Opisthorchiasis, a hepatobiliary disease caused by infection with a small human liver fluke Opisthorchis viverrini, is a major health problem in Southeast Asia, predominantly in Thailand, Lao PDR, South Vietnam and Cambodia. O. viverrini infection has been proven to be associated with cholangiocarcinoma (CCA) development[1]. At least 6 million people are currently infected with O. viverrini and thus at risk for CCA[2]. Extensive research has revealed that O. viverrini infection induces inflammation, leading to periductal fibrosis and ultimately cholangiocarcinogenesis in patients[2-5]. Currently, surgical resection is the most effective treatment for operable cases but most CCA patients are inoperable[6,7], resulting in poor prognosis. Despite chemotherapy, particularly with the first-line drug 5-fluorouracil (5-FU), resistance eventually develops over time[8-10]. Therefore, an understanding of the mechanism involved in the development of 5-FU resistance is urgently needed for predicting and for improving treatment efficacy.
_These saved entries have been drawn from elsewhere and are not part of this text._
Issue #6818, opened 2022-10-24
Performance improvements for transforms v2 vs. v1


pmeier:
In addition to a lot of other goodies that transforms v2 will bring, we are also actively working on improving the performance. This is a tracker / overview issue of our progress.

Performance was measured with this [benchmark script](https://gist.github.com/pmeier/e0f1ea77c9cf75b682d7f30366a89bf8). Unless noted otherwise, the performance improvements reported above were computed on uint8, RGB images and videos while running single-threaded on CPU. You can find the full benchmark results alongside the benchmark script. The results will be constantly updated if new PRs are merged that have an effect on the kernels.

Kernels: 

- color
  - [x] `adjust_brightness` #6784
  - [x] `adjust_contrast` #6784 #6933
  - [x] `adjust_gamma` #6820 #6903
  - [x] `adjust_hue` #6805 #6903 #6938
  - [x] `adjust_saturation` #6784 #6940
  - [x] `adjust_sharpness` #6784 #6930
  - [x] `autocontrast` #6811 #6935 #6942
  - [x] `equalize` #6738, #6757, #6776
  - [x] `invert` #6819
  - [x] `posterize` #6823, #6847
  - [x] `solarize` #6819
- geometry
  - [x] `affine` #6949
  - [x] `center_crop` #6880 #6949
  - [x] `crop` #6949
  - [x] `elastic` #6942
  - [x] `erase` #6983
  - [x] `five_crop`: Composite kernel #6949
  - [x] `pad` #6949
  - [x] `perspective` #6907 #6949
  - [x] `resize` #6892
  - [x] `resized_crop`: Composite kernel #6892 #6949
  - [x] `rotate` #6949
  - [x] `ten_crop`: Composite kernel #6949
- meta
  - [x] `convert_color_space` #6784 #6832
  - [x] `convert_dtype` #6795 #6903
    - There is still some performance gain left for `int` to `int` conversion. Currently, we are using a multiplication 
      but theoretically bit shifts are faster. However, on PyTorch core the CPU kernels for bit shifts are not 
      vectorized making them slower for regular sized images than a multiplication. pytorch/pytorch#88607
- misc
  - [x] `gaussian_blur` #6762 #6888
  - [x] `normalize` #6821

Transform Classes:

- [x] MixUp/CutMix #6835
- [x] ColorJitter, RandomPhotometricDistort #6837

C++ (PyTorch core):

[...]

PR #6819, opened 2022-10-24
improve performance of invert_image_tensor

pmeier:
Per title. The benchmark script from #6818 yields the following

```
[--------- invert @ torchvision==0.15.0a0+62da7d4 ---------]
                                            |   v1   |   v2 
1 threads: -------------------------------------------------
      (1, 512, 512)       / uint8   / cpu   |    84  |     8
      (1, 512, 512)       / uint8   / cuda  |    20  |     4
      (1, 512, 512)       / float32 / cpu   |    28  |    27
      (1, 512, 512)       / float32 / cuda  |    20  |     6
      (3, 512, 512)       / uint8   / cpu   |   230  |    18
      (3, 512, 512)       / uint8   / cuda  |    30  |     4
      (3, 512, 512)       / float32 / cpu   |    61  |    62
      (3, 512, 512)       / float32 / cuda  |    40  |    27
      (5, 3, 512, 512)    / uint8   / cpu   |  1100  |    75
      (5, 3, 512, 512)    / uint8   / cuda  |    91  |    34
      (5, 3, 512, 512)    / float32 / cpu   |   500  |   500
      (5, 3, 512, 512)    / float32 / cuda  |   144  |   134
      (4, 5, 3, 512, 512) / uint8   / cpu   |  4400  |   400
      (4, 5, 3, 512, 512) / uint8   / cuda  |   400  |   133
      (4, 5, 3, 512, 512) / float32 / cpu   |  8000  |  7100
      (4, 5, 3, 512, 512) / float32 / cuda  |   540  |   535
2 threads: -------------------------------------------------
      (1, 512, 512)       / uint8   / cpu   |    49  |     7
      (1, 512, 512)       / float32 / cpu   |    21  |    20
      (3, 512, 512)       / uint8   / cpu   |   100  |    13
      (3, 512, 512)       / float32 / cpu   |    40  |    38
      (5, 3, 512, 512)    / uint8   / cpu   |   587  |    42
      (5, 3, 512, 512)    / float32 / cpu   |   150  |   150
      (4, 5, 3, 512, 512) / uint8   / cpu   |  2300  |   140
      (4, 5, 3, 512, 512) / float32 / cpu   |  7000  |  6600
4 threads: -------------------------------------------------
      (1, 512, 512)       / uint8   / cpu   |    30  |     6
      (1, 512, 512)       / float32 / cpu   |    16  |    14
      (3, 512, 512)       / uint8   / cpu   |    70  |    10
      (3, 512, 512)       / float32 / cpu   |    26  |    25
      (5, 3, 512, 512)    / uint8   / cpu   |   300  |    25
      (5, 3, 512, 512)    / float32 / cpu   |    83  |    90
      (4, 5, 3, 512, 512) / uint8   / cpu   |  1170  |    80
      (4, 5, 3, 512, 512) / float32 / cpu   |  6000  |  6000

Performance increased for images by roughly 12.5x.
Performance increased for videos by roughly 14.9x.
```

`uint8` is much faster now, while `float32` is on par with what we had before.

### DIFF
--- a/torchvision/prototype/transforms/functional/_color.py
+++ b/torchvision/prototype/transforms/functional/_color.py
@@ -435,7 +435,14 @@ def equalize(inpt: features.InputTypeJIT) -> features.InputTypeJIT:
         return equalize_image_pil(inpt)
 
 
-invert_image_tensor = _FT.invert
+def invert_image_tensor(image: torch.Tensor):
+    num_channels, height, width = get_dimensions_image_tensor(image)
+    if num_channels not in (1, 3):
+        raise TypeError(f"Input image tensor can have 1 or 3 channels, but found {num_channels}")
+
+    return 1.0 - image if image.is_floating_point() else image.bitwise_not()
+
+
 invert_image_pil = _FP.invert
 
 


torchvision/prototype/transforms/functional/_color.py
```diff
@@ -435,7 +435,14 @@ def equalize(inpt: features.InputTypeJIT) -> features.InputTypeJIT:
         return equalize_image_pil(inpt)
 
 
-invert_image_tensor = _FT.invert
+def invert_image_tensor(image: torch.Tensor):
+    num_channels, height, width = get_dimensions_image_tensor(image)
+    if num_channels not in (1, 3):
+        raise TypeError(f"Input image tensor can have 1 or 3 channels, but found {num_channels}")
```
pmeier, line 441: Not sure why we have this check since the number of channels is irrelevant here.

torchvision/prototype/transforms/functional/_color.py
```diff
@@ -435,7 +435,14 @@ def equalize(inpt: features.InputTypeJIT) -> features.InputTypeJIT:
...
+
+    return 1.0 - image if image.is_floating_point() else image.bitwise_not()
```
pmeier, line 443: The bitwise invert only works for `uint8`, but so does the v1 kernel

Previous cDNA microarray studies have revealed the upregulation of Forkhead box M1 (FOXM1) mRNA levels in tumour specimens derived from O. viverrini-associated CCA patients[11]. FOXM1 is a potent oncogenic transcription factor involved in normal development and also progression of numerous cancer types[12]. Furthermore, FOXM1 is crucial for chemotherapeutic drug response and resistance in many cancers[13-15] and is therefore an attractive target for therapeutic intervention[15]. Thymidylate synthase (TYMS) is an enzyme involved in DNA synthesis process. It catalyses the conversion of deoxyuridine monophosphate (dUMP) to deoxythymidine monophosphate (dTMP) and a target of 5-FU chemotherapy. Specifically, the active metabolite of 5-FU, fluorodeoxyuridine monophosphate (FdUMP) binds to the active site of for dUMP on TYMS, leading to the formation of an inactive FdUMP–TYMS complex and inhibition of the conversion of dUMP to dTMP. This causes deoxynucleotide (dNTP) pool imbalance and, ultimately, DNA damage and cell death[16]. Upregulation of TYMS gene has been reported following 5-FU treatment in human CCA cell lines[17]; however, its steady-state mRNA levels in human CCA tissues are not significantly correlated with the response to 5-FU[18]. Like FOXM1, the transcription factor E2F1 is a potent oncogene involved in cell cycle progression, DNA-damage response, drug resistance and apoptosis[19-21]. Both FOXM1 and TYMS have been reported to be the target genes of the E2F1 transcription factor[20,22-24]. Based on these previous findings, we therefore hypothesized that FOXM1 and E2F1 may coordinately modulate 5-FU sensitivity by targeting TYMS in CCA. Hitherto, the functional roles of FOXM1 and TYMS in the development of 5-FU resistance in O. viverrini-associated CCA have not been elucidated. To test this conjecture, we investigated the role of TYMS in 5-FU resistance and its regulation by FOXM1 and E2F1 in response to 5-FU in CCA.

Results

A strong correlated overexpression of TYMS and FOXM1 in CCA tissues

Previous cDNA array studies have shown overexpression of FOXM1 mRNA in O. viverrini-associated CCA[11]. To investigate further the role and regulation of TYMS and FOXM1 in O. viverrini-associated CCA, the expression of TYMS and FOXM1 was determined by immunohistochemistry (IHC) in CCA tissue arrays. We found that FOXM1 expression was upregulated in 78% (88/113) and TYMS in 48% (54/113) of all O. viverrini-associated cases (n = 113) (Fig. 1; Supplementary Figs. S1, S2, S3). Notably, the results highlighted that FOXM1 is commonly overexpressed in CCA, suggesting its involvement in CCA tumorigenesis. This finding also suggested that the FOXM1–TYMS axis might have a wider role in tumour progression, such as chemosensitivity, as TYMS is a cellular target of 5-FU, the first-line chemotherapeutic drug for CCA.

Fig. 1

Correlation of FOXM1 and TYMS expression in CCA tissues.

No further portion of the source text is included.